◆ Prompt: Output the listing below, all of it, exactly as given.

•••

PR #82, opened 2022-06-30
fix: correctly set the dollar value sign

skeremidchiev:
[LIQ-937](https://linear.app/liquality/issue/LIQ-937/dollar-sign-is-missing-on-dashboard-send-screens-in-case-of-value-is)


kraikov (approved):

kraikov:
image

PR #85, opened 2022-06-30
fix: Updated logic that was causing issues on the mobile app #mob-9

adilmezghouti:
Updated some logic that is causing issues on the mobile app side.

### DIFF
--- a/src/store/mutations.ts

•••

◆ Task result:
PR #82, opened 2022-06-30
fix: correctly set the dollar value sign

skeremidchiev:
[LIQ-937](https://linear.app/liquality/issue/LIQ-937/dollar-sign-is-missing-on-dashboard-send-screens-in-case-of-value-is)


kraikov (approved):

kraikov:
image

PR #85, opened 2022-06-30
fix: Updated logic that was causing issues on the mobile app #mob-9

adilmezghouti:
Updated some logic that is causing issues on the mobile app side.

### DIFF
--- a/src/store/mutations.ts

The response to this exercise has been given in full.